I finally got the opportunity to see The Social Network (Thanks, Netflix!) -- the best part of the movie for me was the scene after the opening credits, when Zuckerberg returned to his dorm after getting dumped at the bar.
The voiceover monologue of Zuckerberg blog as he started FaceMash was spot-on, technically. I had heard Sorkin writes great, fast-paced dialog (but have never watched The West Wing or Sports Night), and was impressed with the smooth integration of real-world tools and tech (apache configuration files, wget, etc) into a movie speech. The different methods Zuckerberg used to extract pictures from the various Harvard house's websites really got me into the movie.
I really enjoyed that scene: getting stuff done. Inspiring.
Turns out, a lot of that dialogue came verbatim from Zuckerberg's real blog at the time:
8:13pm Jessica Alona is a bitch. I need to think of something to make to take my mind off her. I need to think of something to occupy my mind. Easy enough now I just need an idea?
9:48pm I'm a little intoxicated, not gonna lie. So what if it's not even 10pm and it's a Tuesday night? What? The Kirkland facebook is open on my computer desktop and some of these people have pretty horrendous facebook pics. I almost want to put some of these faces next to pictures of farm animals and have people vote on which is more attractive. It's not such a great idea and probably not even funny, but Billy comes up with the idea of comparing two people from the facebook, and only sometimes putting a farm animal in there. Good call Mr. Olson! I think he's onto something.
11:09pm Yea, it's on. I'm not exactly sure how the farm animals are going to fit into this whole thing (you can't really ever be sure with farm animals?), but I like the idea of comparing two people together. It gives the whole thing a very Turing feel, since people's ratings of the pictures will be more implicit than, say, choosing a number to represent each person's hotness like they do on hotornot.com. The other thing we're going to need is a lot of pictures. Unfortunately, Harvard doesn't keep a public centralized facebook so I'm going to have to get all the images from the individual houses that people are in. And that means no freshman pictures?drats.
12:58pm Let the hacking begin. First on the list is Kirkland. They keep everything open and allow indexes in their Apache configuration, so a little wget magic is all that's necessary to download the entire Kirkland facebook. Child's play.

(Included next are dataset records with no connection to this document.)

PR #235, opened 2019-09-03
Add KubeMQ message broker

Ido-Sheffer:
added kubemq\latest message broker to the dev branch.


charts/kubemq/latest/Chart.yaml
```diff
@@ -0,0 +1,16 @@
...
+- event
+- queue
+home: https://kubemq.io/
+version: 0.1.0
+sources:
+- https://github.com/kubemq-io/docs
+maintainers:
+- name: ido-sheffer
+  email: ido.sheffer@kubemq.io
+icon: https://account.kubemq.io/assets/img/logo1.png
```
guangbochen: would prefer to add the icon to the parent directory and refer it by: `icon: file://../logo.png`, so that air-gapped user can also view it correctly, thanks.

Ido-Sheffer: hello update a new pull request "Added KubeMQ message broker #256" https://github.com/rancher/charts/pull/256

PR #237, opened 2019-09-05
Update storageos-operator to version 0.2.12

darkowlzz:


croomes:
LGTM (StorageOS approval)

proposed/storageos-operator/v0.2.12/templates/psp.yaml
```diff
@@ -0,0 +1,29 @@
+{{- if .Values.podSecurityPolicy.enabled }}
+
+apiVersion: extensions/v1beta1
```
guangbochen: can we use `policy/v1beta1` instead for k8s v1.16 support.

darkowlzz: sure.

PR #261, opened 2019-10-02
Add instana-agent v1.0.16

dlbock:
This adds the Instana agent helm chart v1.0.16 adapted for Rancher


charts/instana-agent/v1.0.15/templates/podsecuritypolicy.yaml
```diff
@@ -0,0 +1,52 @@
+{{- if .Values.rbac.create -}}
+{{- if (and .Values.podSecurityPolicy.enable (not .Values.podSecurityPolicy.name)) -}}
+kind: PodSecurityPolicy
+apiVersion: extensions/v1beta1
```
guangbochen: can we use `policy/v1beta1` instead, thanks

charts/instana-agent/v1.0.15/Chart.yaml
```diff
@@ -0,0 +1,24 @@
+apiVersion: v1
+name: instana-agent
+version: 1.0.15
+appVersion: 1.0
+description: Instana Agent for Kubernetes
+home: https://www.instana.com/
+icon: http://instana-management-assets.s3-website-eu-west-1.amazonaws.com/stan_icon_front_black_big.png
```
guangbochen: would prefer to add the logo to the parent directory and use it via `icon: file://../logo.png` for air-gapped users.

dlbock:
@guangbochen Thanks for the review. Since some of the changes you've requested will also have to be made on our helm chart in https://github.com/helm/charts/tree/master/stable/instana-agent, I will have to bump this version to v1.0.16, just a heads up.

guangbochen:
Thanks, LGTM and merged.

dlbock:
@guangbochen thanks for the review & merge! When should I expect this chart to appear in the Rancher default catalog?

guangbochen:
We have the sync PR in https://github.com/rancher/charts/pull/246, and after doing a few testing and verification it will get merged, maybe in couple of days, thanks.

dlbock:
awesome thank you!

PR #264, opened 2019-10-09
Add max rancher version label to Istio charts

guangbochen:
Add max rancher version label to Istio charts for not showing from 2.3.0 onwards.
 

**Related Issue:**
https://github.com/rancher/rancher/issues/23168#issuecomment-539819542


loganhz:
lgtm, build failed due to we have to change the existing charts

deniseschannon:
@loganhz what does that mean? where are changes that need to happen?

guangbochen:
@deniseschannon need to add `max_rancher_version` in `questions.yaml` to those existing istio charts, it will cause CI failure but I think we can ignore in this case.

PR #270, opened 2019-10-12
Add min and max version filter to cert-manger

guangbochen:
Add min and max version filter to cert-manger


charts/cert-manager/v0.9.1/questions.yml
```diff
@@ -1,4 +1,5 @@
 namespace: kube-system
+rancher_min_version: 2.3.0-rc1
```
deniseschannon: This is unnecessary as min/max was only added as of v2.3.0

guangbochen:
Done

PR #290, opened 2019-10-17
Update magent v5.1.4 depdency files

guangbochen:
Update magent v5.1.4 depdency files with k8s 1.16 capability support

**Related Issue:**
https://github.com/rancher/rancher/issues/23459


deniseschannon:
@guangbochen this needs to be rebased

PR #638, opened 2020-09-11
renamed rke1 to rke

paynejacob:


brendarearden:
Delete the existing tgz, otherwise it looks good!

brendarearden (approved):

cbron (changes requested):
Logging is already moved up to 3.6, so this won't affect 3.4. Either we can leave those affected and not remove tgz's, or update those and remove tgz's. @brendarearden is familiar with backporting changes.

cbron (approved):
lgtm

PR #641, opened 2020-09-13
Rebase to new upstream at kube-prometheus-stack

aiyengar2:
The old upstream at https://github.com/helm/charts/tree/master/stable/prometheus-operator has been deprecated in favor of the chart at https://github.com/prometheus-community/helm-charts/tree/main/charts/kube-prometheus-stack.

This commit modifies the rancher-monitoring patch in order to rebase to this new upstream, so it contains a ton of different changes to the patch file.

- [x] Needs image changes from https://github.com/rancher/image-mirror/pull/35

Related Issue: https://github.com/rancher/rancher/issues/28822


packages/rancher-monitoring/rancher-monitoring.patch
```diff
@@ -1,82 +1,60 @@
-diff -x '*.tgz' -x '*.lock' -uNr packages/rancher-monitoring/charts-original/Chart.yaml packages/rancher-monitoring/charts/Chart.yaml
+diff -x '*.tgz' -x '*.lock' -x '*.DS_Store' -uNr packages/rancher-monitoring/charts-original/Chart.yaml packages/rancher-monitoring/charts/Chart.yaml
```
aiyengar2, line 1: `-x ‘.DS_Store’` is a relic of the script used to generate this patch, should be removed from the patch.

aiyengar2:
CI Build is broken due to a legitimate bug in the scripts for using subdirectories in git repositories fixed in https://github.com/rancher/charts/pull/642/commits/9971a14071b8fe32a148f98365d8d15ee3cde10a#diff-b54e67dc80bf2c540012ec37a9b81020R42.

Will introduce that change as part of this PR to fix CI issues.

scripts/generate-patch
```diff
@@ -29,18 +29,20 @@ for f in packages/*; do
...
 				git fetch origin $commit
 				git checkout $commit
 				cd $pwd
-				cp -r /tmp/tmp-charts/${subdirectory} ${f}/charts-original
+				cp -r /tmp/tmp-charts/${subdirectory}/* ${f}/charts-original
 				rm -rf /tmp/tmp-charts
 			else
-				mkdir -p ${f}/charts-original
 				curl -sLf ${url} | tar xvzf - -C ${f}/charts-original --strip ${fields} ${subdirectory} > /dev/null 2>&1
 			fi
```
aiyengar2, line 47: IMO it's worth thinking about making a commit like https://github.com/rancher/charts/pull/642/commits/9971a14071b8fe32a148f98365d8d15ee3cde10a that just pulls the `prepare-upstream` logic from `prepare` and `generate-patch` into the one script that gets called by both in order to avoid maintaining the exact same logic twice in our codebase.

Not sure if that's something we want to add into the scripts pre-2.5 (in a separate PR), but I've tested that the fix works as expected when I wrote the stuff to help me generate the patch for this PR as part of https://github.com/rancher/charts/pull/642.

1:03am Next on the list is Eliot. They're also open, but with no indexes in Apache. I can run an empty search and it returns all of the images in the database in a single page. Then I can save the page and Mozilla will save all the images for me. Excellent. Moving right along?
1:06am Lowell has some security. They require a username/password combo to access the facebook. I'm going to go ahead and say that they don't have access to the main fas user database, so they have no way of knowing what people's passwords are, and the house isn't exactly going to ask students for their fas passwords, so it's got to be something else. Maybe there's a single username/password combo that all of Lowell knows.
That seems a little hard to manage since it would be impossible for the webmaster to tell Lowell residents how to figure out the username and password without giving them away completely. And you do want people to know what kind of authentication is necessary, so it's probably not that either. So what does each student have that can be used for authentication that the house webmaster has access to? Student ids anyone? Suspicions affirmed ? time to get myself a matching name and student id combo for Lowell and I'm in. But there are more problems. The pictures are separated into a bunch of different pages, and I'm way too lazy to go through all of them and save each one. Writing a perl script to take care of that seems like the right answer. Indeed.
1:31am Adams has no security, but limits the number of results to 20 a page. All I need to do is break out the same script I just used on Lowell and we're set.
1:42am Quincy has no online facebook. What a sham. Nothing I can do about that.
1:43am Dunster is intense. Not only is there no public directory, but there's no directory at all. You have to do searches, and if your search returns more than 20 matches, nothing gets returned. And once you do get results, they don't link directly to the images; they link to a php that redirects or something. Weird. This may be difficult. I'll come back later.
1:52am Leverett is a little better. They still make you search, but you can do an empty search and get links to pages with every student's picture. It's slightly obnoxious that they only let you view one picture at a time, and there's no way I'm going to go to 500 pages to download pics one at a time, so it's definitely necessary to break out emacs and modify that perl script. This time it's going to look at the directory and figure out what pages it needs to go to by finding links with regexes. Then it'll just go to all of the pages it found links to and jack the images from them. It's taking a few tries to compile the script?another Beck's is in order.
2:08am Mather is basically the same as Leverett, except they break their directory down into classes. There aren't any freshmen in their facebook... how weak.
The work done between those timestamps is impressive. Unrealistically impressive. But then again, he mentioned Perl.